# Your goal
Go through the entries below line by line and count those containing "required"; the answer is that count alone.

Stored items
PR #222, opened 2020-06-02
Improve OIDC compliance: add signature validation support [SDK-987]

Widcket:
### Changes

This update improves the SDK support for **OpenID Connect (OIDC)**. In particular, it adds support for **signature validation**. Additional PRs will further expand the SDK support for OIDC.

#### What’s being added in this PR

- **validate_id_token method**
`validate_id_token(id_token, algorithm: nil, leeway: 60, nonce: nil, max_age: nil, issuer: nil, audience: nil)`
Public method in `Auth0::Client` that validates its parameters, creates a new instance of `IdTokenValidator` and calls it with the passed parameters.
Plus tests.

- **IdTokenValidator class**
Class that contains the logic to validate the signature and claims of the ID token. The signature validation logic was implemented in this PR; the claims validation logic will be implemented in the next PR.
Plus tests.

- **HS256 class**
`Auth0::Algorithm::HS256`
Class that represents the `HS256` algorithm and holds the shared secret. 
Plus tests.

- **RS256 class**
`Auth0::Algorithm::RS256`
Class that represents the `RS256` algorithm and holds the JWK set url. Also contains the logic to fetch the JWK set from that url and cache it in an in-memory cache with a configurable TTL.
Plus tests.

### Testing

### Checklist


lib/auth0/api/authentication_endpoints.rb
```diff
@@ -502,6 +506,51 @@ def unlink_user(access_token, user_id)
...
+        end
+
+        context = {
+          issuer: issuer || "https://#{@domain}/",
+          audience: audience || @client_id,
+          algorithm: algorithm || Auth0::Algorithm::RS256.jwks_url("https://#{@domain}/.well-known/jwks.json"),
+          leeway: leeway
+        }
+
+        context[:nonce] = nonce unless nonce.nil?
```
lbalmaceda, line 546: it could be added anyway above in the { } definition and checked down in the claims validation section. There's no escape from that later check, so it seems best to simplify these two here.

lib/auth0/mixins/validation.rb
```diff
@@ -20,6 +28,118 @@ def validate_permissions_array(permissions)
...
+          rescue JWT::IncorrectAlgorithm
+            alg = decoded_id_token[:header]['alg']
+            raise Auth0::InvalidIdToken, "Signature algorithm of \"#{alg}\" is not supported. Expected the ID token to be signed with \"#{algorithm_name}\""
+          rescue JWT::DecodeError
+            kid = decoded_id_token[:header]['kid']
+            raise Auth0::InvalidIdToken, "Could not find a public key for Key ID (kid) \"#{kid}\""
+          end
+        end
+
+        def validate_claims(decoded_id_token); end
```
lbalmaceda, line 76: add an inline comment `//TODO` to signal this will be added on a separate PR

lib/auth0/mixins/validation.rb
```diff
@@ -20,6 +28,118 @@ def validate_permissions_array(permissions)
...
+        # @see https://auth0.com/docs/tokens/concepts/signing-algorithms
+        class RS256
+          include Auth0::Mixins::HTTPProxy
+
+          @@cache = Zache.new.freeze
+
+          class << self
+            private :new
+
+            # Create a new instance passing the shared secret.
```
lbalmaceda, line 113: these docs are for the HS256 case

lib/auth0/mixins/validation.rb
```diff
@@ -20,6 +28,118 @@ def validate_permissions_array(permissions)
...
+          end
+
+          # Fetches the JWK set from the in-memory cache, or from the url as a fallback.
+          # @return [hash] A JWK set.
+          def jwks
+            previous_value = @@cache.last(:jwks)[:value] unless @@cache.last(:jwks).nil?
+
+            @@cache.get(:jwks, lifetime: @lifetime, dirty: true) do
+              result = get(@jwks_url)
+              result.is_a?(Hash) && result.key?('keys') ? result : previous_value
```
lbalmaceda, line 138: I'd expect an explicit set but maybe the library is doing that for you. Anyway, will the cache be updated with this result for the next call?

spec/lib/auth0/mixins/validation_spec.rb
```diff
@@ -0,0 +1,207 @@
...
+    end
+
+    it 'is not expected to fetch the jwks from the web when there is a value cached' do
+      stub_jwks
+      instance = Auth0::Algorithm::RS256.jwks_url(JWKS_URL)
+      instance.jwks
+      instance.jwks
+
+      WebMock.after_request do
+        expect(a_request(:get, JWKS_URL)).to have_been_made.at_most_once
```
lbalmaceda, line 198: let's be more explicit here, only one request should come through 

```suggestion
        expect(a_request(:get, JWKS_URL)).to have_been_made.once
```

lib/auth0/mixins/validation.rb
```diff
@@ -20,6 +28,118 @@ def validate_permissions_array(permissions)
...
+            raise Auth0::InvalidParameter, 'Must supply a valid lifetime' unless lifetime.is_a?(Integer) && lifetime >= 0
+
+            @lifetime = lifetime
+            @jwks_url = jwks_url
+          end
+
+          # Fetches the JWK set from the in-memory cache, or from the url as a fallback.
+          # @return [hash] A JWK set.
+          def jwks
+            previous_value = @@cache.last(:jwks)[:value] unless @@cache.last(:jwks).nil?
```
lbalmaceda, line 134: what is this for, why do you need to invoke `last` on the cache? and what's the value of `:jwks` and `:value`?

lib/auth0/api/authentication_endpoints.rb
```diff
@@ -502,6 +506,51 @@ def unlink_user(access_token, user_id)
...
+        end
+
+        unless algorithm.nil? || algorithm.is_a?(Auth0::Algorithm::RS256) || algorithm.is_a?(Auth0::Algorithm::HS256)
+          raise Auth0::InvalidParameter, "Signature algorithm of \"#{algorithm}\" is not supported"
+        end
+
+        context = {
+          issuer: issuer || "https://#{@domain}/",
+          audience: audience || @client_id,
+          algorithm: algorithm || Auth0::Algorithm::RS256.jwks_url("https://#{@domain}/.well-known/jwks.json"),
```
lbalmaceda, line 542: if I get this right, a new context and a new algorithm are set every time the `validate_id_token` method is called. If so, how is the JWKS cache being kept for the next time I want to validate a token?

A way to assert this would be spying the request class, calling `validate_id_token` twice with the same default config you're setting here (not passing an algorithm in the arguments), and checking if the URL was called once, as expected.

lib/auth0/mixins/validation.rb
```diff
@@ -20,6 +28,118 @@ def validate_permissions_array(permissions)
...
+        end
+
+        def validate(id_token)
+          begin
+            result = JWT.decode id_token, nil, false, {}
+          rescue JWT::DecodeError
+            raise Auth0::InvalidIdToken, 'ID token could not be decoded'
+          end
+
+          decoded_id_token = { payload: result.first, header: result.last, string: id_token }
```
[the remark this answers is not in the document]
Widcket: Yes, the [jwt](https://github.com/jwt/ruby-jwt) library performs the signature validation via the `decode` method, and to call `decode` I need the complete JWT string. There's no exposed API just for the signature validation AFAIK.

lib/auth0/mixins/validation.rb
```diff
@@ -20,6 +28,118 @@ def validate_permissions_array(permissions)
...
+          validate_signature decoded_id_token
+          validate_claims decoded_id_token
+        end
+
+        private
+
+        def validate_signature(decoded_id_token)
+          algorithm = @context[:algorithm]
+          algorithm_name = algorithm.class.to_s.split('::').last
```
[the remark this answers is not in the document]
Widcket: Good call, I'll change it.

lib/auth0/api/authentication_endpoints.rb
```diff
@@ -502,6 +506,51 @@ def unlink_user(access_token, user_id)
...
+        raise Auth0::InvalidParameter, 'Must supply a valid leeway' unless leeway.is_a?(Integer) && leeway >= 0
+        raise Auth0::InvalidParameter, 'Must supply a valid nonce' unless nonce.nil? || !nonce.to_s.empty?
+        raise Auth0::InvalidParameter, 'Must supply a valid issuer' unless issuer.nil? || !issuer.to_s.empty?
+        raise Auth0::InvalidParameter, 'Must supply a valid audience' unless audience.nil? || !audience.to_s.empty?
+
+        unless max_age.nil? || (max_age.is_a?(Integer) && max_age >= 0)
+          raise Auth0::InvalidParameter, 'Must supply a valid max_age'
+        end
+
+        unless algorithm.nil? || algorithm.is_a?(Auth0::Algorithm::RS256) || algorithm.is_a?(Auth0::Algorithm::HS256)
```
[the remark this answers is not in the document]
Widcket: Good idea, thanks for pointing it out!

lib/auth0/mixins/validation.rb
Widcket: That was added as a logical safety measure to make sure I do not end up caching a `nil` value, in the event that the network request fails in a way that does not throw an exception (e.g an unexpected response with a successful status code, like sometimes happens in an outage). In that case, the cache will keep the last known value for another `lifetime` period.
I added the `last` method to the cache class to be able to just fetch the last cached value, expired or not.
`:jwks` is the cache key for the jwks. `:value` is the key to access the actual jwks content in the cache entry, that is a hash containing other [values](https://github.com/yegor256/zache/blob/master/lib/zache.rb#L193) (the start time and the lifetime).

lib/auth0/mixins/validation.rb
Widcket: Ruby has implicit returns, so that line (the last one in the block) will return the jwks obtained from the network call or the last known value otherwise.

Widcket: The [return value](https://github.com/yegor256/zache/blob/master/lib/zache.rb#L187) of that block is what ends up in the cache.

lib/auth0/mixins/validation.rb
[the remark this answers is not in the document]
lbalmaceda: Ok, then we need to refactor this because as of today it is decoding the same token twice. 

Rename the `validate_signature` to something like `validate_signature_and_decode` and make it return the payload claims dictionary/map that the `validate_claims` method would receive. As soon as the algorithm name is verified along with the signature, the header claims are no longer required.

lib/auth0/api/authentication_endpoints.rb
Widcket: You're right, I'll change it.

lib/auth0/api/authentication_endpoints.rb
Widcket: The JWKS cache is a private static variable, that additionally is frozen to prevent it from being reassigned. So there is always a single instance of the cache per Ruby process.

Widcket: There are already cache tests that verify that, or are you referencing another possible test case?

lib/auth0/mixins/validation.rb
lbalmaceda: That's good thanks for clarifying. Remember the cache miss scenario I mentioned in the general review comment.

lib/auth0/api/authentication_endpoints.rb
```diff
@@ -502,6 +506,51 @@ def unlink_user(access_token, user_id)
...
+      # @param max_age [integer] The max_age value sent during authentication.
+      #   Must be a non-negative value.
+      # @param issuer [string] The expected issuer claim value.
+      #   Defaults to "https://YOUR_AUTH0_DOMAIN/".
+      # @param audience [string] The expected audience claim value.
+      #   Defaults to your Auth0 Client ID.
+      # rubocop:disable Metrics/MethodLength, Metrics/AbcSize, Metrics/ParameterLists
+      def validate_id_token(id_token, algorithm: nil, leeway: 60, nonce: nil, max_age: nil, issuer: nil, audience: nil)
+        raise Auth0::InvalidParameter, 'ID token is required but missing' if id_token.to_s.empty?
+        raise Auth0::InvalidParameter, 'Must supply a valid leeway' unless leeway.is_a?(Integer) && leeway >= 0
```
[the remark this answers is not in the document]
Widcket: That kind of check is [used](https://github.com/auth0/ruby-auth0/blob/master/lib/auth0/api/authentication_endpoints.rb#L128) [extensively](https://github.com/auth0/ruby-auth0/blob/master/lib/auth0/api/authentication_endpoints.rb#L104) in the SDK codebase to check that a string param is not `nil` or empty in a single check. `nil.to_s` equals `''`, so it all boils down to the string not being empty.

lib/auth0/mixins/validation.rb
Widcket: Though `:value` should be in the definition of `last` though. I'll change it.

Widcket: Chaged in efdf3feec312ed9d2e8a91fa3ea9b625373033ec

lib/auth0/mixins/validation.rb
Widcket: Fixed in efdf3feec312ed9d2e8a91fa3ea9b625373033ec

lib/auth0/mixins/validation.rb
Widcket: Added in efdf3feec312ed9d2e8a91fa3ea9b625373033ec

lib/auth0/mixins/validation.rb
```diff
@@ -20,6 +28,118 @@ def validate_permissions_array(permissions)
...
+          options = { algorithms: [algorithm_name], verify_expiration: false, verify_not_before: false }
+          secret = nil
+
+          case algorithm
+          when Auth0::Algorithm::RS256
+            options[:jwks] = JSON.parse(JSON[algorithm.jwks], symbolize_names: true)
+          when Auth0::Algorithm::HS256
+            secret = algorithm.secret
+          end
```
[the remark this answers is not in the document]
Widcket: Addressed in efdf3feec312ed9d2e8a91fa3ea9b625373033ec

lib/auth0/mixins/validation.rb
```diff
@@ -20,6 +28,118 @@ def validate_permissions_array(permissions)
...
+          validate_signature decoded_id_token
+          validate_claims decoded_id_token
+        end
+
+        private
+
+        def validate_signature(decoded_id_token)
+          algorithm = @context[:algorithm]
+          algorithm_name = algorithm.class.to_s.split('::').last
+          options = { algorithms: [algorithm_name], verify_expiration: false, verify_not_before: false }
```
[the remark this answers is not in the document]
Widcket: Added in efdf3feec312ed9d2e8a91fa3ea9b625373033ec

lib/auth0/mixins/validation.rb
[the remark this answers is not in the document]
Widcket: Changed in efdf3feec312ed9d2e8a91fa3ea9b625373033ec

lib/auth0/api/authentication_endpoints.rb
Widcket: Changed in efdf3feec312ed9d2e8a91fa3ea9b625373033ec

lib/auth0/mixins/validation.rb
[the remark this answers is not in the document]
Widcket: It's probably cleaner to leave it the way it is, since the decoding step checks for its own exceptions and conceptually decoding and signature validation are two distinct operations. The decoding is lightweight enough to not matter if it's being done twice.

Widcket:
> I left a few comments mostly centered around the cache implementation. In a cache miss scenario, it looks like a Key Rotation enabled tenant could be locked out for 10 minutes. But you might be able to confirm (and test) that.

Can you please further elaborate on this scenario?

lib/auth0/mixins/validation.rb
```diff
@@ -66,20 +72,27 @@ def validate_signature(decoded_id_token)
...
         end
+        # rubocop:enable Metrics/MethodLength, Metrics/AbcSize
 
-        def validate_claims(decoded_id_token); end
+        def validate_claims(decoded_id_token); end # TODO: Implement (in the next PR)
+      end
+
+      class JWTAlgorithm
+        def name
+          self.class.to_s.split('::').last
```
lbalmaceda, line 88: This is wrong. Use a string to define the name of the class in a class property.

lib/auth0/api/authentication_endpoints.rb
```diff
@@ -532,18 +532,14 @@ def validate_id_token(id_token, algorithm: nil, leeway: 60, nonce: nil, max_age:
...
-        unless algorithm.nil? || algorithm.is_a?(Auth0::Algorithm::RS256) || algorithm.is_a?(Auth0::Algorithm::HS256)
-          raise Auth0::InvalidParameter, "Signature algorithm of \"#{algorithm}\" is not supported"
-        end
-
         context = {
           issuer: issuer || "https://#{@domain}/",
           audience: audience || @client_id,
           algorithm: algorithm || Auth0::Algorithm::RS256.jwks_url("https://#{@domain}/.well-known/jwks.json"),
-          leeway: leeway
+          leeway: leeway,
```
lbalmaceda, line 539: We agreed you will change this back to how it was before.

lib/auth0/mixins/validation.rb
```diff
@@ -47,10 +47,16 @@ def validate(id_token)
 
         private
 
+        # rubocop:disable Metrics/MethodLength, Metrics/AbcSize
         def validate_signature(decoded_id_token)
```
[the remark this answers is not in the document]
Widcket: Changed in 64bc3aa057870bb29267f94fd0333c74b958ed82

lib/auth0/api/authentication_endpoints.rb
Widcket: Changed in 64bc3aa057870bb29267f94fd0333c74b958ed82

lib/auth0/mixins/validation.rb
Widcket: Changed in 64bc3aa057870bb29267f94fd0333c74b958ed82

lib/auth0/mixins/validation.rb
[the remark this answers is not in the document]
Widcket: Changed in 64bc3aa057870bb29267f94fd0333c74b958ed82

# Response
2